BEGIN Material supplied
PR #1205, opened 2023-10-02
Remove some access.hpp includes in overlay

tinko92:
This removes the include of access.hpp from some files in the overlay algorithm that don't use it (AFAICS they don't use get, set or the {max,min}_corner constants) and moves the box_box_intersection implementation out of the overlay algorithm where it is not used directly.

(This is a by-product of my larger attempt to locate and separate direct computations involving coordinates from the overlay-code, which I think is a prerequisite for implementing and testing numerically robust strategies. Because I don't know how long that might take, whether it will succeed and how much the develop-branch might change in the mean time, I thought it made sense to push this self-contained change now.)

### DIFF
--- a/include/boost/geometry/algorithms/detail/intersection/box_box.hpp
+++ b/include/boost/geometry/algorithms/detail/intersection/box_box.hpp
END Material supplied
The expected response consists solely of the lines from the one with "This removes the" through the end of the records, repeated exactly.

This removes the include of access.hpp from some files in the overlay algorithm that don't use it (AFAICS they don't use get, set or the {max,min}_corner constants) and moves the box_box_intersection implementation out of the overlay algorithm where it is not used directly.

(This is a by-product of my larger attempt to locate and separate direct computations involving coordinates from the overlay-code, which I think is a prerequisite for implementing and testing numerically robust strategies. Because I don't know how long that might take, whether it will succeed and how much the develop-branch might change in the mean time, I thought it made sense to push this self-contained change now.)

### DIFF
--- a/include/boost/geometry/algorithms/detail/intersection/box_box.hpp
+++ b/include/boost/geometry/algorithms/detail/intersection/box_box.hpp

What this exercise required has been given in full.